Now Standard and Poor’s warned or recommended – whichever – that the ECB could double the size of the QE program, to €2.4 trillion and extend it “until mid-2018.” That the Big Money is clamoring for more is no surprise: despite the ECB’s QE and negative deposit rates, stock prices have plunged, with the German DAX down 23% in six months.
So here comes Peter Praet, ECB Executive Board Member and Chief Economist, with an amazing presentation at the BVI Asset Management conference in Germany, showing one devastating chart after another on how the euro has failed the Eurozone economy.

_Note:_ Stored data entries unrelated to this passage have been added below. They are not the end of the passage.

PR #653, opened 2019-04-25
plot_autocorr: add ax argument

aloctavodia:


canyon289:
LGTM.
I think we need to add axes tests to all plotting functions. I can make issue for that

Issue #656, opened 2019-05-01
`from_pymc3` fails when dims and coords are given


arabidopsis:
**Describe the bug**

`az.from_pymc3` fails with exception on multidimensional data when coordinates
are given.
Exception is `ValueError: conflicting sizes for dimension 'exp': length 30 on the data but length 15 on coordinate 'exp'`

**To Reproduce**

```
import pymc3 as pm
import numpy as np
import arviz as az
import xarray as xr

shape = (2,)
data = np.random.randn(15, *shape)
print(data.shape)
with pm.Model() as m:
    mu = pm.Normal("mu", 0, 1, shape=shape)
    dt = pm.Normal("data", mu=mu, sd=1, observed=data, shape=shape)

    trace = pm.sample(23)

d = az.from_pymc3(
    trace, dims=dict(mu=["x"], data=["exp", "x"]),
 coords=dict(x=["a", "b"], exp=list(range(data.shape[0])))
)
```

**Expected behavior**

A valid inference_data object.

**Additional context**

`(az.__version__, pm.__version__,np.__version__,xr.__version__)
== ('0.3.3', '3.6', '1.15.4', '0.12.1')`

also `xr.show_versions()` gives

INSTALLED VERSIONS
------------------
commit: None
python: 3.7.3 (default, Mar 27 2019, 22:11:17) 
[GCC 7.3.0]
python-bits: 64
OS: Linux
OS-release: 4.15.0-48-generic
machine: x86_64
processor: x86_64
byteorder: little
LC_ALL: None
LANG: en_AU.UTF-8
LOCALE: en_AU.UTF-8
libhdf5: 1.10.4
libnetcdf: 4.6.1

xarray: 0.12.1
pandas: 0.24.2
numpy: 1.15.4
scipy: 1.2.1
netCDF4: 1.4.2
pydap: None
h5netcdf: None
h5py: 2.9.0
Nio: None
zarr: None
cftime: 1.0.3.4
nc_time_axis: None
PseudonetCDF: None
rasterio: None
cfgrib: None
iris: None
bottleneck: 1.2.1
dask: 1.2.0
distributed: 1.27.0
matplotlib: 3.0.3
cartopy: None
seaborn: 0.9.0
setuptools: 40.6.3
pip: 18.1
conda: 4.6.14
pytest: 4.4.1
IPython: 7.4.0
sphinx: 2.0.1

canyon289:
Is this issue fixed? Looks like a PR was merged that addressed it

PR #657, opened 2019-05-01
keep shape of observations fixes issue #656

arabidopsis:
Fixes issue #656

Log likelihood should keep the dimensions of the original observations. And is essential
if you dimension your data.


ahartikainen:
Will this affect `loo` / `waic` / `compare`

ColCarroll:
This looks good to me -- @ahartikainen it looks like the test was updated to address your question. I'll merge tomorrow if there are no other objections.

Optimism, when published by economists, is usually designed to hype what needs to be hyped at the moment. This is universal. But in the Eurozone, even economists are dialing back their optimism. In the chart below, Praet shows how expectations of economic growth for five years ahead have dropped over the 15 years that the euro has been around:
And another picture of hope v. reality: Growth as private-sector economists had envisioned it in October 2007 (dotted lines). At the time, no-questions-asked money was plentiful, even for Greece, and the sky was the limit. And this is how it turned out. Mercifully, Greece is not shown; its line would fall off the chart:
How deep are the problems? Rising productivity is a sign that an economy is technologically dynamic, that it doesn’t sit still. The chart below compares productivity in the US to the euro area (EA) over the past 20 years. Productivity in the pre-euro period rose but not as steeply as in the US. Once the euro became the currency, productivity languished and after the Financial Crisis actually fell. Today, productivity in the Eurozone is lower than it was in 2007:
Part of this is a result of dismal investment in equipment. Despite nearly free money and knee-deep liquidly, companies aren’t investing for productive purposes. It was never high in the newfangled Eurozone, but it plunged in 2008. It is just now recovering a smidgen in Germany, but it’s still declining in the Eurozone overall. And look how far Spain has fallen. Again we’re grateful that the chart doesn’t show Greece:
And bank loans to the private sector shriveled. Whatever banks were doing with the liquidity, they weren’t lending it out. At one end of the lending spectrum, there was no demand because the economy was withering. At the other end, businesses that needed the loans didn’t get them. In Spain, total bank loans actually started declining in 2011, in part because bad loans were being written off ever so slowly, though many of them are still on the books of the banks to be dealt with later.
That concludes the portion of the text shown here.